> What this task involves
Please copy every line from the records below that contains the string "users".

> Collected data

__________________________________________________

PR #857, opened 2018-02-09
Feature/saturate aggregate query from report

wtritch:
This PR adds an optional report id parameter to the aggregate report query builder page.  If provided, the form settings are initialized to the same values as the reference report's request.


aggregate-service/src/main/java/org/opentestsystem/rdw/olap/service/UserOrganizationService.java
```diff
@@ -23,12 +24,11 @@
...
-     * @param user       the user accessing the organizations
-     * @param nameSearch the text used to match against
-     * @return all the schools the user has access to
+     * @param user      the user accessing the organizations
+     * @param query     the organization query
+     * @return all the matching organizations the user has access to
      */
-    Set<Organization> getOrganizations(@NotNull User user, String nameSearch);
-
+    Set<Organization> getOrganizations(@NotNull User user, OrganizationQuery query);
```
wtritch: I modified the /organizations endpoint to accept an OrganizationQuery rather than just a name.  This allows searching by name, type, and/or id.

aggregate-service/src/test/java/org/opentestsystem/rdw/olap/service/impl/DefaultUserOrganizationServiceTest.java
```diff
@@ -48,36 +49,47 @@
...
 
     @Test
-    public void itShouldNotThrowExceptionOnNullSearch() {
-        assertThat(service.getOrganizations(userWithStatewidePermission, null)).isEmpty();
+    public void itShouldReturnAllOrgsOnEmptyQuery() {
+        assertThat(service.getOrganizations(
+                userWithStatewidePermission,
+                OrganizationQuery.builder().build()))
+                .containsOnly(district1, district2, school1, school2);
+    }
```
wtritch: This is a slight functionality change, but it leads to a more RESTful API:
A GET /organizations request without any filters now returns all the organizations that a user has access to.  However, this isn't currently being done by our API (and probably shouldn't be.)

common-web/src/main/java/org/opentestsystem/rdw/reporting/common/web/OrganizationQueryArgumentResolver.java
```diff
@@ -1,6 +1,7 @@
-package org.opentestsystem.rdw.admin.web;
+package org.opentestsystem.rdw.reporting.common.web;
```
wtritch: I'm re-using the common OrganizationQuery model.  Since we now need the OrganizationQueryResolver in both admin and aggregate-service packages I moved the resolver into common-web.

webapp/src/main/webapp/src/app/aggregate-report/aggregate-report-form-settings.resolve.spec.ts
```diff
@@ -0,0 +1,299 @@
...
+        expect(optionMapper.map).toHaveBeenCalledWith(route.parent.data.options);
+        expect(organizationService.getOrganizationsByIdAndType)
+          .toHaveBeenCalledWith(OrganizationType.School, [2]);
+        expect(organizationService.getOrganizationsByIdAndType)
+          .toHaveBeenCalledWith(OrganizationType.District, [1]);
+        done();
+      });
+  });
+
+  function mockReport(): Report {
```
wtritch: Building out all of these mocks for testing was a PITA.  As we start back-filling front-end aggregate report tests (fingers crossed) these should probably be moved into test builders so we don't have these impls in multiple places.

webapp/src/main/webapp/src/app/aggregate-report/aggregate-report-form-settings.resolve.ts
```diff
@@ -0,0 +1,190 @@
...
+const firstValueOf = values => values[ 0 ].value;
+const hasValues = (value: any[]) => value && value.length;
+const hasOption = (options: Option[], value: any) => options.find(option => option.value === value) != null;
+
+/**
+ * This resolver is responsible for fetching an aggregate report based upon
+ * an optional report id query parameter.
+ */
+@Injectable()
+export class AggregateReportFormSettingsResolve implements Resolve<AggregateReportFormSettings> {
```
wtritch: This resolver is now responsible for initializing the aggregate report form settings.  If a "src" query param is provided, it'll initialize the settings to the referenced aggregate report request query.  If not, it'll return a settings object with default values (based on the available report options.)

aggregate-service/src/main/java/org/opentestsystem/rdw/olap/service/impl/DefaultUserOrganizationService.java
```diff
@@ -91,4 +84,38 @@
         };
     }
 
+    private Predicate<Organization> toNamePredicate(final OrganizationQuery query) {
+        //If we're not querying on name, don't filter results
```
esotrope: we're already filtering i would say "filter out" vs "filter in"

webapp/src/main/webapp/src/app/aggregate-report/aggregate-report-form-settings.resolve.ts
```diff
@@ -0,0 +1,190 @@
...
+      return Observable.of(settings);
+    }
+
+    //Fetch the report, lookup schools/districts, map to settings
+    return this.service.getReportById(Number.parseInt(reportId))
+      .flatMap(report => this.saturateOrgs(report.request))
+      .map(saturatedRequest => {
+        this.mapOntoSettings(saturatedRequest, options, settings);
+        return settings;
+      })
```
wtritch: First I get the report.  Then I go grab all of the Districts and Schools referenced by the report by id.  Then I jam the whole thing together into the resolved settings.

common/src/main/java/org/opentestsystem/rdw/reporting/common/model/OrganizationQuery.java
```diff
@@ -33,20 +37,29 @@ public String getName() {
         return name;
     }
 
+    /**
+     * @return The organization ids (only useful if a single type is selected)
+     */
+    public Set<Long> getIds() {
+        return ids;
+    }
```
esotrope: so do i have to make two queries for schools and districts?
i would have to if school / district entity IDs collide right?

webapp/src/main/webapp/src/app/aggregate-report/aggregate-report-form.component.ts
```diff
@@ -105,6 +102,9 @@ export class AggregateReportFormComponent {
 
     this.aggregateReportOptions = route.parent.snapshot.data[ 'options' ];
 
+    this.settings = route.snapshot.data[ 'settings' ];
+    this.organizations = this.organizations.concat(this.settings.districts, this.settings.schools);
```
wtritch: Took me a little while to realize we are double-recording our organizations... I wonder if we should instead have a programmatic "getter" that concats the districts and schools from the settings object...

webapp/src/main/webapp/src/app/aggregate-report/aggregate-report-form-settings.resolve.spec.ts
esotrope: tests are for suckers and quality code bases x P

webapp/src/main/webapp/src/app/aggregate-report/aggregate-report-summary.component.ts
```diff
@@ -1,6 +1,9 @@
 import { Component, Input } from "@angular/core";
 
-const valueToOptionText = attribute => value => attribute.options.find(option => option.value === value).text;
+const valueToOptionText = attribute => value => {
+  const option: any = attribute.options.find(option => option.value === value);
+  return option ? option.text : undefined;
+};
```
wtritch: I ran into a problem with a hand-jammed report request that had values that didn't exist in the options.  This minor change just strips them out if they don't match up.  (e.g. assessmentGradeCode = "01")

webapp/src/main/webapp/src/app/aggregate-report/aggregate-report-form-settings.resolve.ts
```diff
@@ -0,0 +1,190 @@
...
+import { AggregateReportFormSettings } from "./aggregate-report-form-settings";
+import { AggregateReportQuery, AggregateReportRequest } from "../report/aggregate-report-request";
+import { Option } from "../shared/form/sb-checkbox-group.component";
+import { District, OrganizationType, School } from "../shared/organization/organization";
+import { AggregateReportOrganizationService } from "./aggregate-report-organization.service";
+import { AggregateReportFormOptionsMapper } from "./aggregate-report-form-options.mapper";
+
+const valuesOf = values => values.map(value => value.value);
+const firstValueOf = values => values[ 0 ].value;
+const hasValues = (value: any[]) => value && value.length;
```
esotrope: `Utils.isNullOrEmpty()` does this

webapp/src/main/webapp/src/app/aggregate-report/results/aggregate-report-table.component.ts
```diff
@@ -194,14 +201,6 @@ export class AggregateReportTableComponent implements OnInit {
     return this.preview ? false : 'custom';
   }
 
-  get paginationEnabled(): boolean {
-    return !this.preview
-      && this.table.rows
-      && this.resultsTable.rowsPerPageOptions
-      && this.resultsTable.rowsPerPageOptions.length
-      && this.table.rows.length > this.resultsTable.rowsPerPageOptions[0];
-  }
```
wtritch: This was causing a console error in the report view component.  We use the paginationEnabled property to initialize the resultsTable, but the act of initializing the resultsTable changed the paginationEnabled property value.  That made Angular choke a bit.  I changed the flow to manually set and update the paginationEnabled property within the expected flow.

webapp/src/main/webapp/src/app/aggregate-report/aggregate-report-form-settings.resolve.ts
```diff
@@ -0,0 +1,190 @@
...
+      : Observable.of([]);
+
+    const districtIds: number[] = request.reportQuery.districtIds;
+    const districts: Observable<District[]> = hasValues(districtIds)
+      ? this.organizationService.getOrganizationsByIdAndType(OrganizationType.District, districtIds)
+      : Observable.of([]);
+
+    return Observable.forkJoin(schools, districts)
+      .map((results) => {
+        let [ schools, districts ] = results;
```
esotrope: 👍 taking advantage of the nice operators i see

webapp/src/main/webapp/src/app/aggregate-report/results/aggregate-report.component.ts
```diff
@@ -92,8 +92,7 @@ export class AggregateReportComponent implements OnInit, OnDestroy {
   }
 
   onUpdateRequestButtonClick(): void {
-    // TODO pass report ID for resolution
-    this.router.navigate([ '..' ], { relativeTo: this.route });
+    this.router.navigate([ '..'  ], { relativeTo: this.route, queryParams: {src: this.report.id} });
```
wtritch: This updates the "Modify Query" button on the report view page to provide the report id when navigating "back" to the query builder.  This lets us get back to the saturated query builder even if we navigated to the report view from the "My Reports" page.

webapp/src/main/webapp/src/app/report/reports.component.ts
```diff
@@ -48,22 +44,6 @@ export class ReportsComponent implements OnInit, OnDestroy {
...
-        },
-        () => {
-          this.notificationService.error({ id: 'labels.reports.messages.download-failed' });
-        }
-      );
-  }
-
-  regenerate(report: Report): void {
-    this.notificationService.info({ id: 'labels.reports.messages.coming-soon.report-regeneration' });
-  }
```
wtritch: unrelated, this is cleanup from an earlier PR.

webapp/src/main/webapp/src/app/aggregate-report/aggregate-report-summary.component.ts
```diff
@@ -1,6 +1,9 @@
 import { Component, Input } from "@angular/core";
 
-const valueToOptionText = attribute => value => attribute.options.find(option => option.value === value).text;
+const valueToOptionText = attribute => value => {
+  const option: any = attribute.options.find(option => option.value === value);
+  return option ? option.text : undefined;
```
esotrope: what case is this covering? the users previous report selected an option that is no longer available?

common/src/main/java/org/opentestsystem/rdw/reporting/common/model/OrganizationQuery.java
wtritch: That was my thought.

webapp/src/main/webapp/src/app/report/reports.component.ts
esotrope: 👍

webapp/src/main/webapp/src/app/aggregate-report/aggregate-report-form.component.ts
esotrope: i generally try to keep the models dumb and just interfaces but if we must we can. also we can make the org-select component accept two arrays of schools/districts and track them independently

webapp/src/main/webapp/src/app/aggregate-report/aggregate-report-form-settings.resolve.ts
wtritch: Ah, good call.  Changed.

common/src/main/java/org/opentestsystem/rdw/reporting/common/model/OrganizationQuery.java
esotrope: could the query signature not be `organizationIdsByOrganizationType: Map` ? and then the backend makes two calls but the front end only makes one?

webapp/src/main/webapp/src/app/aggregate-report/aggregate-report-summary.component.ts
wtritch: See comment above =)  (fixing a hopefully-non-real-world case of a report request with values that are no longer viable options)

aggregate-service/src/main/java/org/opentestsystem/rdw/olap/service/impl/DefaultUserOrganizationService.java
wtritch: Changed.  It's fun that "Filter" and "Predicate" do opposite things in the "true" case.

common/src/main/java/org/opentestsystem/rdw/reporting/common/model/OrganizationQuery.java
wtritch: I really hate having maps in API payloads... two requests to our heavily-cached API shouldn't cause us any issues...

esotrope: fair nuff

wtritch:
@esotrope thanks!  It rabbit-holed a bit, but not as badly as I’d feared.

__________________________________________________

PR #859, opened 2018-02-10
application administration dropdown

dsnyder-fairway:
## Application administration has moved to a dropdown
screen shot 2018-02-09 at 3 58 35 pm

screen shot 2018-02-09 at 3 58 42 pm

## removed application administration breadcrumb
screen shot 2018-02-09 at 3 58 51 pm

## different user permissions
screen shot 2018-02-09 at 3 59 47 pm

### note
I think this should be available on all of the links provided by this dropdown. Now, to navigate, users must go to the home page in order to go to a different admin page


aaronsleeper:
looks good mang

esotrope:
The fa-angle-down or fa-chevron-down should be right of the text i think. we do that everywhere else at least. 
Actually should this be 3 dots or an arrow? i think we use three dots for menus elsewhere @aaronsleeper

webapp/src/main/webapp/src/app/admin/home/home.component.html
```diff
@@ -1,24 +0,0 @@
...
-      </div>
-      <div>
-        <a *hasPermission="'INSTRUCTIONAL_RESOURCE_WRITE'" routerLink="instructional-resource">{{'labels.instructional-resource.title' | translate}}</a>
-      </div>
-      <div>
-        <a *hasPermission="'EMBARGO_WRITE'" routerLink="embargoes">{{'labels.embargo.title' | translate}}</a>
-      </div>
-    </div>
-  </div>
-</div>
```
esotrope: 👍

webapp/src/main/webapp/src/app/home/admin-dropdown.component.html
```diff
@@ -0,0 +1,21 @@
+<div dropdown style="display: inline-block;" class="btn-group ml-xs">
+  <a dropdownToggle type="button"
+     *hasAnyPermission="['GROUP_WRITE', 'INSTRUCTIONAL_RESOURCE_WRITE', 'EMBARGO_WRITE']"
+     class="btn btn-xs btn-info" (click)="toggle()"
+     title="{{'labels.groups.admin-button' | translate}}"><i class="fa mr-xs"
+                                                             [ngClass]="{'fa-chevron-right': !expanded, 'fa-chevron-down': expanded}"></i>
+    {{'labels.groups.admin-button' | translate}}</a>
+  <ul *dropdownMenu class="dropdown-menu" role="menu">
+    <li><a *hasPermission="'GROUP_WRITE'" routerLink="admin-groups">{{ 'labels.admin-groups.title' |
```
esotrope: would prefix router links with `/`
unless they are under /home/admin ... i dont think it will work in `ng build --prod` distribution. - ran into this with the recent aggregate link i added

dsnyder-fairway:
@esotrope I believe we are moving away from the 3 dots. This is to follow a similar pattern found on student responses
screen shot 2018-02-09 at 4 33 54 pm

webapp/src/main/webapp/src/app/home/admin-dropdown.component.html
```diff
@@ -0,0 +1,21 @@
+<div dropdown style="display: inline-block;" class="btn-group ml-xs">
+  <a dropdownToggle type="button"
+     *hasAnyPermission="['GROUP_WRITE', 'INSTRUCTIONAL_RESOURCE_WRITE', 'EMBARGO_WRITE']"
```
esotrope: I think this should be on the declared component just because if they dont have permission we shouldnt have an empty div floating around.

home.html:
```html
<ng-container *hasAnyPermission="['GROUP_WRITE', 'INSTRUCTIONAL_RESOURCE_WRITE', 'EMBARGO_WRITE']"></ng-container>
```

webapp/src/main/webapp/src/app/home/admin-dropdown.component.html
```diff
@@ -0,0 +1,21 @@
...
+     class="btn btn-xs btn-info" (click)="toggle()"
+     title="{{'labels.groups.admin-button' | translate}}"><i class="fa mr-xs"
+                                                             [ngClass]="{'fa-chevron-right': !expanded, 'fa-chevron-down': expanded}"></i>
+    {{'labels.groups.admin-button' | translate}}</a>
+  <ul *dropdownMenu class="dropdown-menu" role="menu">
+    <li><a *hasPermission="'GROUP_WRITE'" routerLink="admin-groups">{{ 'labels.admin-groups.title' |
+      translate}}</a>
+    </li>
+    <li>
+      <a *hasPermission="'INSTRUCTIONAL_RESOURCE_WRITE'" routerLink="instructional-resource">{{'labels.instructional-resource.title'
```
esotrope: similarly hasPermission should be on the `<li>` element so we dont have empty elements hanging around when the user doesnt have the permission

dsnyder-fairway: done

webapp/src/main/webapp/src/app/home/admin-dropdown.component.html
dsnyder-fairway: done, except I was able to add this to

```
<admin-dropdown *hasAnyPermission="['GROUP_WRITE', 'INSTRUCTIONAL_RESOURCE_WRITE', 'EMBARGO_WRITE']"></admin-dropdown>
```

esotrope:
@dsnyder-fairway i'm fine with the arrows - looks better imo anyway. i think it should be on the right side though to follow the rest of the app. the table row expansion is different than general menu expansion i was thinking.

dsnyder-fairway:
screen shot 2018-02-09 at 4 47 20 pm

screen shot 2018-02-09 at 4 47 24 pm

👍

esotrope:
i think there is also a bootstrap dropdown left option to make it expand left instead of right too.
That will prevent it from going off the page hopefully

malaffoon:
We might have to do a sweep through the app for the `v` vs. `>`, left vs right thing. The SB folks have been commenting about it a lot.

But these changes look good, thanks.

__________________________________________________

> Solution to the exercise
esotrope: what case is this covering? the users previous report selected an option that is no longer available?
I think this should be available on all of the links provided by this dropdown. Now, to navigate, users must go to the home page in order to go to a different admin page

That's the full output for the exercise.